Suppose we now care about the long run decisions of a firm that has a production function of the form q = 4L^1/2 + K
Suppose w = 1 and r = 0.5
Assume that, at the beginning when w0 = 1 and r = 0.5, the firm chose to produce q0 = 20 units of output. Then, the wage increased to w1 = 2 and in consequence the firm chose to produce q1 = 10 units of output.
(a) Calculate the optimal choices of labor and capital after the wage change.
(b) Draw the old and new isocosts lines
(c) Calculate the scale effect
(d) Calculate the substitution effect
(e) Calculate the elasticity of substitution
To find the optimal choices of labor and capital after the wage change, we need to solve the firm's cost minimization problem.
(a) Calculating the optimal choices of labor and capital:
The cost function is given by C = wL + rK, where C is the total cost, w is the wage rate, L is the quantity of labor, r is the rental rate of capital, and K is the quantity of capital.
At the beginning, when w0 = 1 and r = 0.5, the firm chose to produce q0 = 20 units of output. Therefore, we have:
20 = 4L0^0.5 + K0
After the wage increase to w1 = 2, the firm chose to produce q1 = 10 units of output. Now we need to solve for the new optimal choices of labor and capital. We can set up the following equation:
10 = 4L1^0.5 + K1
To solve for L1 and K1, we can rewrite these equations:
L0^0.5 = (20 - K0) / 4
L1^0.5 = (10 - K1) / 4
Since w0 = 1 and w1 = 2, we can set up the following equality:
w0 / w1 = 1 / 2 = (L0^0.5 / L1^0.5) = ((20 - K0) / 4) / ((10 - K1) / 4)
Simplifying the equation, we get:
2 = (20 - K0) / (10 - K1)
Cross-multiplying and simplifying, we get:
20 - K0 = 2(10 - K1)
20 - K0 = 20 - 2K1
0 = -K1 + K0
Therefore, K1 = K0
Substituting K1 = K0 in the equation 10 = 4L1^0.5 + K1, we get:
10 = 4L1^0.5 + K0
To solve for L1, we can substitute K1 = K0 into the equation L1^0.5 = (10 - K1) / 4, which gives:
L1^0.5 = (10 - K0) / 4
Simplifying, we get:
L1 = ((10 - K0) / 4)^2
The optimal choices of labor and capital after the wage change are L1 = ((10 - K0) / 4)^2 and K1 = K0.
(b) Drawing the old and new isocost lines:
The isocost line represents the combinations of labor and capital that have the same total cost. It can be represented by the equation C = wL + rK, where C is the total cost, w is the wage rate, L is the quantity of labor, r is the rental rate of capital, and K is the quantity of capital.
For the old isocost line with w0 = 1 and r = 0.5, the equation becomes:
C0 = L0 + 0.5K0
For the new isocost line with w1 = 2 and r = 0.5, the equation becomes:
C1 = 2L1 + 0.5K1
You can plot these two equations on a graph with the quantity of labor (L) on the x-axis and the quantity of capital (K) on the y-axis to obtain the old and new isocost lines.
(c) Calculating the scale effect:
The scale effect measures the change in output resulting from a change in all inputs proportionally. It can be calculated by taking the ratio of the new output (q1) to the old output (q0) when all inputs are scaled up proportionally.
In this case, since both labor and capital remain the same (L1 = L0 and K1 = K0), the scale effect is calculated as:
Scale effect = q1 / q0 = 10 / 20 = 0.5
(d) Calculating the substitution effect:
The substitution effect measures the change in output resulting from a change in the relative prices of inputs (in this case, the change in the wage rate). It can be calculated as the change in output due to the change in the wage rate while keeping the cost of production constant.
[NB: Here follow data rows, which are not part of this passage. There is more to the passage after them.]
Issue #2404, opened 2023-04-02
[Bug]: nodes are not always stored persistently


mverch67:
### Category

Other

### Hardware

T-Beam

### Firmware Version

2.1.6

### Description

After the device reboots most nodes are gone from NodeDB and it takes a while until all the nodes show up again.
This is especially annoying during a conversation with a remote partner, as after every reboot (sometimes sudden especially on esp32-S3 when sending text messages) you'll have a long coffee break.

The nodes should be saved persistently so that known nodes are available immediately after reboot.

PR #2405, opened 2023-04-02
fix: store NodeDB persistently

mverch67:
This one-liner is a fix for #2404.

### DIFF
--- a/src/mesh/NodeDB.cpp
+++ b/src/mesh/NodeDB.cpp
@@ -710,9 +710,8 @@ void NodeDB::updateUser(uint32_t nodeId, const meshtastic_User &p)
         powerFSM.trigger(EVENT_NODEDB_UPDATED);
         notifyObservers(true); // Force an update whether or not our node counts have changed
 
-        // Not really needed - we will save anyways when we go to sleep
         // We just changed something important about the user, store our DB
-        // saveToDisk();
+        saveToDisk(SEGMENT_DEVICESTATE);
     }
 }
 
--- a/src/mesh/Channels.cpp
+++ b/src/mesh/Channels.cpp
@@ -260,6 +260,9 @@ const char *Channels::getName(size_t chIndex)
             case meshtastic_Config_LoRaConfig_ModemPreset_LONG_FAST:
                 channelName = "LongFast";
                 break;
+            case meshtastic_Config_LoRaConfig_ModemPreset_LONG_MODERATE:
+                channelName = "LongMod";
+                break;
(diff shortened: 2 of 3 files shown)


src/mesh/NodeDB.cpp
```diff
@@ -710,9 +710,8 @@ void NodeDB::updateUser(uint32_t nodeId, const meshtastic_User &p)
         powerFSM.trigger(EVENT_NODEDB_UPDATED);
         notifyObservers(true); // Force an update whether or not our node counts have changed
 
-        // Not really needed - we will save anyways when we go to sleep
         // We just changed something important about the user, store our DB
-        // saveToDisk();
+        saveToDisk(SEGMENT_DEVICESTATE);
```
caveman99, line 714: The old call was in doDeepSleep (sleep.cpp 204) and was saving everything. Is devicestate enough here?

mverch67: I guessed so, because this function is triggered (only) when a node changes. And the DEVICESTATE segment contains the node info. Other segments are handled during configurations already where we don't have issues.

thebentern: I did some more digging into this and noticed another (albeit minor) side effect:
MeshService::reloadOwner calls this NodeDB::updateUser method and it has it's own saveToDisk(SEGMENT_DEVICESTATE) call. This would result in an unnecessary write to disk under certain circumstances

caveman99: > I did some more digging into this and noticed another (albeit minor) side effect: MeshService::reloadOwner calls this NodeDB::updateUser method and it has it's own saveToDisk(SEGMENT_DEVICESTATE) call. This would result in an unnecessary write to disk under certain circumstances

In turn that would mean removing the call in reloadOwner. Since every call we make to reloadOwner saves devicestate immediately afterwards anyway.

caveman99: ref: AdminModule.cpp 234 and 612,

mverch67: > > I did some more digging into this and noticed another (albeit minor) side effect: MeshService::reloadOwner calls this NodeDB::updateUser method and it has it's own saveToDisk(SEGMENT_DEVICESTATE) call. This would result in an unnecessary write to disk under certain circumstances
> 
> In turn that would mean removing the call in reloadOwner. Since every call we make to reloadOwner saves devicestate immediately afterwards anyway.

yes, that makes sense... we don't need three saveToDisk when the owner name changes;-)

PR #2426, opened 2023-04-12
use BSEC lib for BME680

caveman99:


src/modules/Telemetry/Sensor/BME680Sensor.cpp
```diff
@@ -1,18 +1,26 @@
...
 
 int32_t BME680Sensor::runOnce()
 {
-    LOG_INFO("Init sensor: %s\n", sensorName);
+    LOG_INFO("Init sensor: %s with the BSEC Library\n", sensorName);
     if (!hasSensor()) {
         return DEFAULT_SENSOR_MINIMUM_WAIT_TIME_BETWEEN_READS;
     }
-    status = bme680.begin(nodeTelemetrySensorsMap[sensorType]);
+    bme680.begin(nodeTelemetrySensorsMap[sensorType], Wire);
```
caveman99, line 15: How does the new I2C scan work if this is detected on the secondary bus? Right now all sensors assume 'Wire'

PR #2456, opened 2023-05-02
Disable TX/RX EN in favor of power EN over TX_EN

thebentern:


caveman99 (approved):

ReiHof (commented):
Why this change ?  Diy Nano_VHF with Ebyte E22 900M30S  works with RXEN/TXEN on IO 14/13
With firmware V2.1.11 a continous current of 600mA will result, 
the modul is heading over 50 degrees.

thebentern:
> Why this change ? Diy Nano_VHF with Ebyte E22 900M30S works with RXEN/TXEN on IO 14/13 With firmware V2.1.11 a continous current of 600mA will result, the modul is heading over 50 degrees.

That's not good.  I'll take a look into this. 
The reason for the change was that the 900M30S was not outputting the full 30dBm due to the RF ant switch not being properly triggered by the TX/RXEN pins. This was presumably due to the same scheme as some other SX1262 based targets such as the RAK-4631, wherein this pin is used to power dio2 which automatically switches modes internally. It would appear this is not so cut and dry. I need to investigate and see after restoring the TX/RXEN pin definitions if we cannot figure out why the switch is not getting triggered by RadioLib as it should. Perhaps it's a configuration issue or perhaps a bug.

thebentern:
@ReiHof, please try the PR build artifacts here to test the fix:
https://github.com/meshtastic/firmware/pull/2484

PR #2467, opened 2023-05-05
use BSEC2

caveman99:
moving over for other archs as well. Step by step.


variants/ai-c3/platformio.ini
mverch67, line 1: in file variant.h: also remove the defines for telemetry and sensors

In this case, the cost of production remains constant because K1 = K0. Therefore, the substitution effect is calculated as the change in output from q0 to q1:
Substitution effect = q1 - q0 = 10 - 20 = -10
(e) Calculating the elasticity of substitution:
The elasticity of substitution measures the responsiveness of the firm's choice between labor and capital to changes in their relative prices. It can be calculated using the formula:
Elasticity of substitution = (dK/dw) * (w/K)
To find (dK/dw), we take the derivative of the optimal capital with respect to the wage rate. Since K1 = K0, the derivative is zero.
The elasticity of substitution in this case is:
Elasticity of substitution = 0 * (w/K) = 0
Therefore, the elasticity of substitution is zero.